Government bonds and overnight indexed swap rates are not traded Saturday. On Monday, government bond prices may rise after the state bond auction notified for next week was much smaller than indicated, dealers said. OIS rates may follow the decline in gilt yields.
GOVERNMENT BONDS
On Monday, gilt prices are likely to open higher due to the significantly lower quantum of state bond supply at the auction Tuesday. Six states will raise INR 130 billion on Tuesday, sharply lower than INR 386 billion indicated in the borrowing calendar for Jan-Mar.
Traders will likely focus on any significant movement in the five-year OIS rates. If the five-year OIS rate rises above key technical level of 6.05%, bond prices may see further fall and the 10-year gilt yields may rise to 6.70%, dealers said.
The disappointment over Bloomberg Index Services' announcement to still review India's inclusion in its flagship Global Aggregate Index may weigh on prices through the day, though traders expect the RBI to continue buying gilts on screen, which may limit losses. The 10-year benchmark 6.48%, 2035 gilt may see firm demand from state-owned banks if its yield rises to near 6.70%, dealers said.
The movement in US Treasury yields may also lend cues. If the 10-year US yield is in the 4.10-4.20% range it has stuck to since early December, the overseas trigger may have a limited impact on gilt prices. Any development on the India-US trade deal may also influence bond prices.
The rupee's movement against the dollar will also provide cues to bond prices, as will movement of crude oil prices. The 10-year benchmark 6.48%, 2035 bond is seen in a range of 6.62-6.70% Monday. On Friday, the gilt ended at INR 98.60, or 6.68% yield. The benchmark yield was at its highest closing level since Mar. 17.
OIS RATES
OIS rates may fall Monday, tracking an expected fall in gilt yields. Some traders may also unwind paid fixed rate positions or receive OIS rates at levels seen as lucrative and at multi-month highs, dealers said.
However, traders are expected to pay fixed rates below the 6.00% rate on the five-year swap. Swap rates are expected to continue rising as traders are betting that the Monetary Policy Committee will not ease rates further and its net action will be to raise the repo rate early in 2027.

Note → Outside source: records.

Issue #2682, opened 2025-10-19
Support custom themes better


samuelhwilliams:
I tried to implement a custom theme for Flask-Admin (https://github.com/samuelhwilliams/xgovuk-flask-admin/) and ended up needing to do data manipulation in quite a few places; we should make it easier for themes to worry only about visual/styling issues rather than flask-admin data internals.

princerb:
https://github.com/pallets-eco/flask-admin/discussions/2647#discussioncomment-14001954

hasansezertasan:
Hey @samuelhwilliams, you've got some ideas about custom theme adoption. WDYT about #2847, would it make this task easier?

PR #2643, opened 2025-07-25
[Theme] New theme: FomanticUI [beta]

princerb:
A new theme - FomanticUI.
<details>
  <summary>[Preview]</summary>
  image
</details>

Checklist:
- [x] Core templates: base, actions, layout
- [ ] Models:
  - [x] List
  - [x] Layout
  - [x] Row actions
  - [ ] Editable columns
  - [ ] Edit
  - [ ] Details
  - [ ] Create
  - [ ] Inline forms - edit, details, create
- [x] File Manager
- [ ] Redis Console

Other:
- [ ] Leaflet integration
- [ ] Remove and organize unnecessary js/css libs

PR #2847, opened 2026-03-29
feat: replace x-editable with HTMX for inline editing

### LINKED ISSUE #1615: Replacement for X-editable?
It seems like this plugin hasn't had any development for a while. In addition, it doesn't work for Many-to-Many relationship. 

Are there other alternatives?

hasansezertasan:
## Summary

- Replace the unmaintained x-editable library with HTMX for theme-agnostic inline editing in list views
- Net result: **-702 lines** (249 added, 951 removed)
- The `column_editable_list` API is unchanged — no user-facing breaking changes

Fixes #1615

## Changes

| Component | Before | After |
|-----------|--------|-------|
| Widget | `XEditableWidget` (125 lines, 12+ field type mappings) | `HTMXEditableWidget` (30 lines, field-agnostic) |
| JS | ~70 lines x-editable init code | ~20 lines HTMX `afterSwap` handlers |
| Vendor | x-editable CSS + JS (~670 lines) | HTMX 2.0.8 min.js (14KB gzipped) |
| Endpoints | `POST /ajax/update/` → plain text | `GET /ajax/edit/` (new) + `POST /ajax/update/` → HTML fragments |

### How it works

1. User clicks an editable cell → HTMX sends `GET /ajax/edit/?pk=X&field=Y`
2. Server returns an edit form HTML fragment → HTMX swaps it into the `<td>`
3. User edits and presses Enter → HTMX sends `POST /ajax/update/`
4. Server validates, saves, returns the updated display fragment → HTMX swaps it back
5. Cancel (Escape key or button) restores the original content client-side (no round-trip)

### Why HTMX

- **Theme-agnostic**: No CSS framework dependency — works with Bootstrap 4, Bootstrap 5, Tabler, or any future theme
- **Simpler architecture**: Server renders everything, client just swaps HTML fragments
- **Less JS to maintain**: Field-type logic moves from client-side JS to server-side WTForms rendering
- **Active project**: HTMX is actively maintained vs x-editable which hasn't been updated in years

## Test plan

- [x] All existing SQLAlchemy editable list tests pass (165 passed)
- [x] All existing Peewee editable list tests pass (11 passed)
- [x] New `test_ajax_edit_endpoint` covers: valid field, non-editable field (404), non-existent record (404), no `column_editable_list` (404)
- [x] Validation errors re-render edit form with error markup
- [x] Special primary keys (strings with hyphens) work correctly
- [x] CSRF token conditional guard works with both SecureForm and BaseForm
- [x] No x-editable references remain in production code
- [x] Manual testing with the demo script below

## Manual testing

Run the "sqla_column_editable" example to test inline editing interactively.

### What to test manually

1. **Click to edit**: Click any cell in Name/Email/Active columns → should show inline input
2. **Save**: Change value, press Enter or click ✓ → value updates without page reload
3. **Cancel**: Press Escape or click ✗ → reverts to original value
4. **Boolean field**: Click Active column → should show Yes/No dropdown
5. **Validation**: Try submitting an empty required field → should show error inline


hasansezertasan:
I'd be more into showing a modal for update forms.

ElLorans:
Wow!! You say test passed but how many are testing the actual code changes?

ElLorans:
Also, this looks like a breaking change to me. If that's the case should either release this in 3.0, or provide a variable/parameter to switch.

hasansezertasan:
> Wow!! You say test passed but how many are testing the actual code changes?

Could you please provide more detailed information 🤓?

> Also, this looks like a breaking change to me. If that's the case should either release this in 3.0, or provide a variable/parameter to switch.

I taught the same. The breaking change to me seemded like "XEditableWidget", so I did a quick search for `XEditableWidget` on GitHub but couldn't find any implementor worth mentionable.

Is it possible to determine if it's a breaking change or not?

hasansezertasan:
Some LLM:

---

I did a GitHub-wide search for `XEditableWidget` imports outside of flask-admin — found zero external usage.

The backwards compatibility alias is already in place:

```python
# flask_admin/model/widgets.py:113
XEditableWidget = HTMXEditableWidget
```

So `from flask_admin.model.widgets import XEditableWidget` still works and returns `HTMXEditableWidget`.

The one theoretical breaking case: someone who subclassed `XEditableWidget` and overrode `get_kwargs()` (the old method that handled select/source field-type mappings). That method no longer exists since the new widget is field-agnostic — the server renders the proper input via WTForms. But given zero external implementations found, this seems safe.

The alias can be removed with a deprecation warning in a future major version if desired.

samuelhwilliams:
Comment from the sideline - sorry - none of this is yet me weighing in on whether I support this change or not (or have even understood it yet!).

> I did a GitHub-wide search for XEditableWidget imports outside of flask-admin — found zero external usage.

I did a non-LLM GitHub-wide search for this and I did find some external uses, eg:

- https://github.com/Drc3p0/MakerManager2/blob/ebecd2c8947d049097e8b65df8452ef0f05bae13/application/views/badges.py#L14
- https://github.com/erdal-pb/overhave/blob/19d5050b746491ef73a3c2133a56dd776e83ed00/overhave/admin/views/index/custom_page.py#L5

That said, these codebases haven't been touched in a while.

I think should recognise that this isn't a backwards-compatible change and decide what level of risk tolerance we have for doing this without a full deprecation cycle. This comment isn't meant to steer strongly in either direction. You can decide that we prioritise our own speed in merging this over breaking one or two people, or you can decide that we try to stick with a stricter deprecation policy.

Do you have thoughts on how much overhead we're looking at if we deprecate this through adding a new component and leaving the existing XEditableWidget untouched?

samialfattani:
maybe the right question is, why we are stricting to deprecate something that is already not supported, not functioning well, not compatible for future UIs ? to me,  our users would be happy if we provide them a better, stable, and permenant solution with a little cost of breaking change.
to the best of my knowledge,  `XEditableWidget` depends on JQuery which is inteded to be removed from flask-admin .

samuelhwilliams:
Because _we_ are supporting it by having it in Flask-Admin. When a project takes on a dependency it's an implicit commitment to supporting that for our users, even if it is deprecated upstream. It's not fun for users when projects make breaking changes without giving adequate warning or time to migrate.

In my opinion this is simply the cost of providing stable software for an ecosystem.

I think there's potential to say the benefits of just swapping out directly outweigh the risks/disruption for users, but that isn't a decision to make without _some_ consideration or understanding of the impact.

None of this is to say that I couldn't be convinced that just doing a straight swap here will be 'fine', so consider all of this commentary/conversation rather than edict.

hasansezertasan:
> Comment from the sideline - sorry - none of this is yet me weighing in on whether I support this change or not (or have even understood it yet!).

Actually, the issues I had with x-editable at #2444 motivated me to work on this.

I've used [skycyclone/x-editable](https://github.com/skycyclone/x-editable) over there, but that hasn't received any updates in the last 5 years either.

That got me thinking about alternatives, and I gave HTMX a try — it worked! 🥂 I did have to add some CSS to make it look a bit more polished, though.

I believe this work is a stepping stone toward better custom theme support.

> I think should recognise that this isn't a backwards-compatible change and decide what level of risk tolerance we have for doing this without a full deprecation cycle. This comment isn't meant to steer strongly in either direction. You can decide that we prioritise our own speed in merging this over breaking one or two people, or you can decide that we try to stick with a stricter deprecation policy.

After giving it more thought, I agree with you — this is not a backwards-compatible change. I think we should discuss the deprecation policy and our vision for the user interface further before moving forward.

> Do you have thoughts on how much overhead we're looking at if we deprecate this through adding a new component and leaving the existing XEditableWidget untouched?

The idea that led me to this PR: dropping Bootstrap 4 is overhead in itself.

I think we should talk about this topic thoroughly — what we want to do, where we want to go, and what we want to achieve.

ElLorans:
I think making this not a breaking change is not possible (correct me if I am wrong), but I agree the "breaking" is minor.
Here are the alternatives I see, sorted by my preferences: 

1. We add it with tabler and/or bootstrap 5 (@princerb was working on something similar in https://github.com/pallets-eco/flask-admin/pull/2643 ) as an alternative to bootstrap 4
2. We bring it in 3.0
3. Bring it in the next minor release, accept the risk of the breaking

hasansezertasan:
After thinking about this more and reading everyone's feedback, I'd like to propose **Option 1** with a twist.

Instead of tying the HTMX inline editing to a BS5/tabler theme (which depends on PR #2643), I'm proposing a **"vanilla" theme** — a dependency-free foundation that uses only semantic HTML, minimal custom CSS, and HTMX as the sole JS dependency. No jQuery, no Bootstrap, no Font Awesome.

I explored this idea through a brainstorming session with Claude Code (Opus), where I guided the design decisions and it helped me think through the architecture and write up the spec.

**Why vanilla?**

- **BYO Theme foundation** — The vanilla theme outputs clean semantic HTML that works as a starting point for *any* CSS framework: BS2-5, Tabler, Tailwind, PicoCSS, or custom. Flask-admin renders HTML, you bring the styles.
- **Testing baseline** — A minimal, predictable theme that Playwright tests can target without fighting Bootstrap's dynamic classes, animations, or JS timing.
- **Migration path clarity** — By building a fully functional theme without BS4, we get concrete answers about what breaks and what the migration looks like.
- **Proves HTMX viability** — Inline editing, modals (via native `<dialog>`), and all interactive features work with HTMX + ~175 lines of vanilla JS, replacing jQuery + Bootstrap JS + Select2 + 8 admin JS files.

To demonstrate adoptability, I'd also ship a **"picocss" theme** alongside it — extending the vanilla templates and just swapping in PicoCSS (~10KB classless CSS). If the vanilla HTML is truly semantic, PicoCSS should "just work" with minimal overrides.

**BS4 stays untouched and remains the default.** The original `XEditableWidget` and `ajax/*` endpoints are restored for BS4. The vanilla theme gets its own `HTMXEditableWidget` and new RESTful `/inline/<pk>/<field>/` endpoints. No backward-incompatible changes.

There's a full design spec behind this. Happy to share if there's interest in discussing the details.

Thoughts?

---

Of course this is just an idea, the possible output might not be exactly like that.

samuelhwilliams:
> I'm proposing a "vanilla" theme — a dependency-free foundation that uses only semantic HTML, minimal custom CSS, and HTMX as the sole JS dependency. No jQuery, no Bootstrap, no Font Awesome.

I'm really in favour of this idea. It's been in the very back of my mind (in a _very_ light way) that it would be nice if Flask-Admin had a very clear 'theming' API/interface that was well defined to support all of the actions needed for this vanilla API, and then use that. I think it would be great if themes for Flask-Admin could be published as separate packages and then just 'plugged in'. I suspect this requires quite a lot of up front thinking through and would be a big undertaking.

While working on a theme myself for some work projects I did have to mangle quite a lot of things and hit some flask-admin internals, so it's not a very clean process. Right now a lot of the functionality required for bootstrap is fairly closely integrated/coupled with flask-admin internals itself, so it'd be really great to detangle some of that.

I'd also strongly prefer that any new 'vanilla' theme we work towards is progessively enhanced, ie resilient to failures in JS (following best practice principles from eg GOV.UK: https://www.gov.uk/service-manual/technology/using-progressive-enhancement - I'm aware this is my specific context a lot of the time, but I think still a strong foundation). UX improvements should ideally be layered on top of that to provide a more full and modern experience.

ElLorans:
I agree with everything you are saying, but we already have closed PR and open PRs just to bring a new theme, and this suggestion increases the workload without bringing us further. My personal opinion is that we should push to get a bootstrap5/tabler whatever template, and then we can refactor from there.

samuelhwilliams:
That approach is fine with me!

ElLorans:
Errors are not rendered. E.g.: if the user submits a non unique field on a unique constrained column, only a console error is registered.
image

ElLorans:
Error msg fixed, I opened #2909 against master to check the rebase was correct and then vs this branch.

1. ~Do we need to change `AjaxSelect2Widget`?~ 
2. ~Do we want to try and reduce the breaking changes? I have no clue how to do that but if I restore the old test suite I can try, the issue is that it would take time for little, not guaranteed benefits~

EDIT: 
1. We do not need to change other widgets
2. Avoiding the breaking changes is not really feasible: the current API uses get_kwargs which muddles CSS classes with backend args. I do not see a way of sustaining the old API and a new one with another template not using bootstrap classes

ElLorans:
> I think making this not a breaking change is not possible (correct me if I am wrong), but I agree the "breaking" is minor. Here are the alternatives I see, sorted by my preferences:
> 
> 1. We add it with tabler and/or bootstrap 5 (@princerb was working on something similar in [[Theme] New theme: FomanticUI [beta] #2643](https://github.com/pallets-eco/flask-admin/pull/2643) ) as an alternative to bootstrap 4
> 2. We bring it in 3.0
> 3. Bring it in the next minor release, accept the risk of the breaking


> After thinking about this more and reading everyone's feedback, I'd like to propose **Option 1** with a twist.
> 
> Instead of tying the HTMX inline editing to a BS5/tabler theme (which depends on PR #2643), I'm proposing a **"vanilla" theme** — a dependency-free foundation that uses only semantic HTML, minimal custom CSS, and HTMX as the sole JS dependency. No jQuery, no Bootstrap, no Font Awesome.

After working on #2910, I have a different perspective vs my previous statements and hasanzerstan opinion.
Option1 with a twist is not possible without the breaking change. A vanilla theme would still need HTMX and maintaining the 2 different APIs is not only more work, but also means changing theme requires the users relying on Ajax and column_editable to change their code together with the template, 

The “breaking change” concern is real but modest. @samuelhwilliams found two external XEditableWidget usages, both in repos untouched for years. The ajax/update/ response format change is also exactly the kind of thing a major version bump communicates clearly.

I would propose to release 3.0 (a new major release) including:
	•	Tabler with HTMX inline editing support from day one (as I am already doing in #2910)
	•	XEditableWidget entirely removed with no alias to "fail fast" during the upgrade process
	•	A migration guide covering: the JS response format change, get_kwargs removal, and x-editable vendor removal
	•	If possible, Fomantic adopting htmx

samuelhwilliams:
If were doing large-scale work on theme support I'd be very keen to start with a bit of high level analysis. I haven't discussed this with anyone, or deeply formulated my thoughts, but I'd be keen to get to a place where flask admin themes are highly pluggable and use a clearly defined and publicly exposed+documented set of APIs.

I don't want to block progress of this if there's little appetite for the wider thinking at the moment, but I think a bit of a reset and design documented for the goals and shape of what needs to be exposed and how would be super useful. At the moment I maintain a separate flask admin theme as a python package and it does have to hack around quite a bit.

I feel like a V3 release having a really clean way of building your own themes would be a great feature for the next major release.

ElLorans:
You mentioned that back in https://github.com/pallets-eco/flask-admin/issues/2682. I can take a look, but frontend is not my specialty: you, Princerb and hasanzerstan are the ones that probably know flask admin themes the best, so I would rely on your guidance.

ElLorans:
I did a quick pass with copilot and it flags:

> ### 1. `ajax_update()` appears to use an unbound form
> 
> The new implementation creates `form = self.list_form()`, strips all fields except the edited one, validates it, and then passes that form to `update_model()`:
> 
> ```python
> if not self.update_model(form, record):
>     ...
> ```
> 
> In the previous flow, updates were performed using a form bound to the existing object. Here the form does not appear to be instantiated with `obj=record` before `update_model()` is called. Depending on the assumptions inside `update_model()`, this could affect editable fields that rely on existing object state during processing.
> 
> Could we add tests covering partial updates of more complex field types to verify that behavior remains unchanged?
> 
> ### 2. Editable fields no longer work for some valid primary keys
> 
> `HTMXEditableWidget.__call__()` now warns when the primary key contains characters outside `[\w-]` and notes that inline editing will not work for that record.
> 
> Many applications use string IDs, encoded composite keys, datastore-generated identifiers, or other key formats that may legitimately contain characters outside that set. This seems like a regression in functionality rather than just a warning condition.
> 
> Would it be possible to escape or encode identifiers instead of disabling inline editing for those records?
> 
> ### 3. `/ajax/update/` response format is now a breaking change
> 
> The changelog notes that `/ajax/update/` now returns HTML instead of plain text. While documented, the endpoint URL itself remains unchanged.
> 
> Any downstream integrations that call this endpoint directly (rather than relying on Flask-Admin's built-in JS/UI) may continue to hit the same endpoint but receive a completely different response format.
> 
> Have you considered a compatibility layer or versioned endpoint for consumers that may depend on the previous behavior?
> 
> ### 4. `_original_widgets` is stored as a class attribute
> 
> In `create_editable_list_form()`:
> 
> ```python
> class ListForm(...):
>     _original_widgets: dict[str, t.Any] = {}
> ```
> 
> The comment indicates this should be per invocation, but it is still attached to the generated class rather than an instance. I may be missing something, but this looks like a potential source of state leakage if generated form classes are reused or cached.
> 
> Could we add tests covering multiple editable list forms to ensure widget restoration remains isolated?
> 
> Overall I like the direction of the HTMX-based implementation, but I think these areas would benefit from additional regression coverage before merge.

I will analyze the issues in the coming weeks and see if they are valid. If anybody has time before that, they are welcome.

ElLorans:
I have tried to address the issues in https://github.com/pallets-eco/flask-admin/tree/feat/htmx but I have not had much time so far.
I could not solve this problem: the values if cancelled and submitted "disappear"
image

hasansezertasan:
Pushed fixes for the inline-editing issues raised above (the "cancel then submit → value disappears" report and the Copilot review).

**Root cause of the disappearing value** (reproduced in a real browser against #2931's `feat/htmx`): the edit popover is a child of the `.editable-cell` element, whose `hx-get` fires on click. Clicks inside the popover bubbled up and re-opened the editor, so `onclick="event.stopPropagation()"` was added to stop it — but that also blocked the document-delegated cancel handler, so the ✗ button did nothing. Clearing a value and clicking cancel left it stuck, and submitting then persisted the empty value (the blank Calories / `0.0` Price in the screenshot).

**Fix:** keep #2931's cleaner submit flow (`hx-target="closest .editable-cell"` + `hx-swap="outerHTML"`) but drop the `stopPropagation` hack in favor of a declarative htmx trigger filter:

```
hx-trigger="click[!target.closest('.editable-popover')]"
```

Inside the popover, clicks no longer re-trigger the GET; outside, cancel works via normal bubbling. Verified: 0 GETs on inner clicks, 1 GET on a cell click.

This also clears two of Copilot's points:
- **PK characters:** the pk is now percent-encoded in the edit URL and no longer used as a CSS selector, so records with pks containing `&`, `#`, etc. are editable (removed the warning that disabled them).
- **Duplicate `id`:** dropped the `id="editable-..."` from the `<td>`; the display `<span>` already carries it, so `hx-target` is unambiguous.

Also ported the `sqla_column_editable` example from #2931 (passes `db` instead of the deprecated `db.session`).

Browser-verified: clear→cancel restores the value and closes; edit→submit updates and stays editable; server-side validation renders inline errors without wiping the cell. Editable test suites (sqla + peewee) pass.

Credit to @ElLorans — the `outerHTML`/`closest` approach comes from #2931, and those commits are co-authored accordingly.

hasansezertasan:
Follow-up on the Copilot review (https://github.com/pallets-eco/flask-admin/pull/2847#issuecomment-4702572385) — status of the four points:

1. **Unbound form in `ajax_update`** — verified this doesn't cause data loss and added a regression test: `test_editable_partial_update_preserves_other_fields` asserts a single-field edit leaves the row's other columns (including other editable ones) untouched, across two consecutive edits. The isolated form is fine because `populate_obj` only writes the one remaining field.
2. **PK characters** — fixed: the pk is percent-encoded in the edit URL and no longer used as a CSS selector, so records with `&`, `#`, etc. in the pk are editable again (the warning that disabled them is gone).
3. **`/ajax/update/` response format** — left as an intentional breaking change, documented under *Breaking changes* in the changelog, consistent with shipping this as a major-version break. No compatibility shim.
4. **`_original_widgets` class attribute** — verified safe and added `test_editable_widgets_isolated_between_views`: two editable views restore their own input widgets (datepicker vs. text) with no cross-view leakage. `create_editable_list_form` builds a fresh `ListForm` class per view and the dict is only ever read during restoration.

Both new tests run across all three SQLA provider variants. cc @ElLorans

ElLorans:
Thanks for the great work!
`test_editable_widgets_isolated_between_views` does not totally address the issue though: ListForm can still leak if used improperly. The test can prevent regressions from our sides, but still exposes a footgun for the end users.

flask_admin/model/base.py
```diff
@@ -2697,70 +2701,158 @@ def ajax_lookup(self) -> T_RESPONSE:
...
+        edit_field.widget = original_widgets.get(field_name, type(edit_field).widget)
 
+    @expose("/ajax/edit/", methods=("GET",))
+    def ajax_edit(self) -> str:
         """
-        if not self.column_editable_list:
+        Return an edit form HTML fragment for a single editable cell.
+        Used by HTMX to swap the display state with an inline edit form.
+        """
+        if not self.can_edit or not self.column_editable_list:
```
ElLorans, line 2719: Is `if not self.can_edit` a breaking change? 
Do we currently allow editable columns through `column_editable_list` if `can_edit` is False?

flask_admin/model/base.py
```diff
@@ -2697,70 +2701,158 @@ def ajax_lookup(self) -> T_RESPONSE:
...
+        if not self.update_model(form, record):
+            return self._render_error(pk, field_name, "Failed to update record.", form)
+
+        # Recompute display value
+        record = self.get_one(pk)
+        display_value = self.get_list_value(None, record, field_name)
+
+        # Return HTMX cell replacement
+        widget = HTMXEditableWidget()
+        return widget(form[field_name], pk=pk, display_value=display_value)
```
ElLorans, line 2858: This prevents custom subclassing to have any effect.
I think we should do something like

```suggestion
        return form[field_name].widget(form[field_name], pk=pk, display_value=display_value)
```

flask_admin/templates/bootstrap4/admin/model/editable_cell_edit.html
```diff
@@ -0,0 +1,34 @@
...
+    {% if form %}
+      {% if form.csrf_token is defined and form.csrf_token %}
+      {{ form.csrf_token }}
+      {% elif csrf_token is defined and csrf_token %}
+      <input type="hidden" name="csrf_token" value="{{ csrf_token() }}"/>
+      {% endif %}
+      {% if form[field_name].type == 'BooleanField' %}
+      <select name="{{ field_name }}" class="form-control" style="min-width: 8em">
+        <option value="y" {{ 'selected' if form[field_name].data else '' }}>Yes</option>
+        <option value="" {{ 'selected' if not form[field_name].data else '' }}>No</option>
```
ElLorans, line 17: We must wrap the `Yes` and `No` in a transl call

ElLorans:
In order to reduce the breaking change and remove an external dependency (htmx), would it make sense to do something like
```
const resp = await fetch('./ajax/update/', { method: 'POST', body: formData });
if (resp.ok) {
  const cellHtml = await fetch(`./ajax/cell/?pk=${pk}&field=${field}`).then(r => r.text());
  cell.outerHTML = cellHtml;
} else {
  // old error contract: (message, 500)
}
```

This keeps `ajax_update`'s response equal to pre-PR behavior but keeps your deduplicated formatting logic, at the cost of one extra small GET per successful edit.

The movement in US Treasury yields may also lend cues. With the 10-year US yield in the 4.10-4.20% range it has held since early December, the overseas trigger may have limited impact on OIS rates, dealers said. Fed funds futures reflected a 95.0% chance of status quo on rates at the US Federal Open Market Committee's January meeting, according to the CME's FedWatch tool.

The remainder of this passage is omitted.